Qualcuna ha una linea più spiccata; altre no. Su tutte, però, grava un'aria speciale, che è propria ad esse e che a qualche chilometro di distanza subisce già molte modificazioni. Vedete, per esempio, Venezia. Non credo che si possa immaginare, anche in Cina o nel Giappone, una città più bizzarra e più impressionante.
Siete in un convoglio, che corre sopra una strettissima striscia di terreno rialzata di poco sul mare, e da ogni parte non scorgete se non la superficie liscia delle acque. Vi sporgete dallo sportello del vostro compartimento e, spingendo lo sguardo innanzi, distinguete, nella nebbia, certi profili neri, che pare appartengano a qualche nave ancorata e che poi, più da vicino, si delineano in profili d'isolette oblunghe, con tre o quattro alberi per vegetazione e con qualche ranocchio per abitatore.
La città è ancora lontana e indarno cerchereste di abbracciarla con lo sguardo a qualche chilometro di distanza. Finalmente, quasi senza avvedervene, arrivate. Ve ne fanno certo i lampioni accesi e una tettoia piena di fumo, che si stende sul vostro capo. Scendete, uscite: una striscia di terreno, un vaporetto, che v'attende, ed il Canal Grande innanzi al vostro sguardo meravigliato.

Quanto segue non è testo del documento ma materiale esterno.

PR #1505, opened 2018-01-30
Remove special characters in host_add random OTP generation

johnclarson:
Remove special characters in host_add random OTP generation

This fixes a regression in how random host-add OTP passwords are generated. Some shells try and interpret certain special characters when they confront them in unattended ipa-client-install where the OTP is used. Before 4.5.0, this was fixed by excluding an arbitrary list of special characters during OTP random password generation. This fix goes a step further and removes ALL special characters when the OTP is generated. In my opinion, the period of time between random OTP generation and use is small and the password is useless after the host is installed so removing special characters presents minimal security risk

https://pagure.io/freeipa/issue/7380

### DIFF
--- a/ipaserver/plugins/host.py
+++ b/ipaserver/plugins/host.py
@@ -686,7 +686,7 @@ class host_add(LDAPCreate):
                 entry_attrs['objectclass'].remove('krbprincipal')
         if options.get('random'):
             entry_attrs['userpassword'] = ipa_generate_password(
-                entropy_bits=TMP_PWD_ENTROPY_BITS)
+                entropy_bits=TMP_PWD_ENTROPY_BITS, special=None)
             # save the password so it can be displayed in post_callback
             setattr(context, 'randompassword', entry_attrs['userpassword'])
 


Tiboris:
Please edit title to be short and specific.
Update commit message with `git commit --amend` to have first line title, then the description of patch and at the bottom please add the Pagure ticket which you have created.
Feel free to take look on any PR for structure eg.: https://github.com/freeipa/freeipa/pull/1503
Thanks!

johnclarson:
Thanks for the feedback. I can see how the original was hard to read. I hope it is satisfactory now.

rcritten:
It is not safe to assume there is little time between when an OTP is generated and when it is used. This is the case in automated systems but OTPs can also be generated and handed out manually, or the automation can be backed up causing deployment to be slow by an indeterminate amount of time.

Granted that the previous revisions of this only used 7 special characters this would still have a positive impact on complexity.

I wonder if deployment systems should simply quote the password.

Tiboris:
Thanks @johnclarson it is more readable now!
But... there is no need for another commit to do such a change.
Please have a look at command `git commit --amend` again. With this command you are able to change last commit you created. Now your branch has 3 commits, and 2 of them are not necessary. You will need to reset git to commit 0de63aaba0a9614c56eca9fdd870a7b17055f31e then edit commit message with command mentioned above, and then you have to force push  these changes into your fork of project with `git push -f` ( or `--force` BUT please be carefull with this command's option in general) They will apear here.

johnclarson:
Thanks @rcritten I have tried to comment out the OTP in our userdata for the ipa-client-install and it does not seem to work for me for "&" characters. I will double check this, but I assumed that was the issue for the previous fix of limiting the special characters. For reference, here is the original bug and fix:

E tutto questo senza che un grido, un sol rumore di martello, di porta che si chiuda, venga a rubarvi nel vostro fantasticare. Siete sul Canal Grande, così i veneziani chiamano una stretta gola, forse metà del letto del Bisagno, fiancheggiata da palazzi della più strana architettura, degni tutti d'essere ideati e costrutti dal buon consigliere Crespel di hoffmaniana memoria.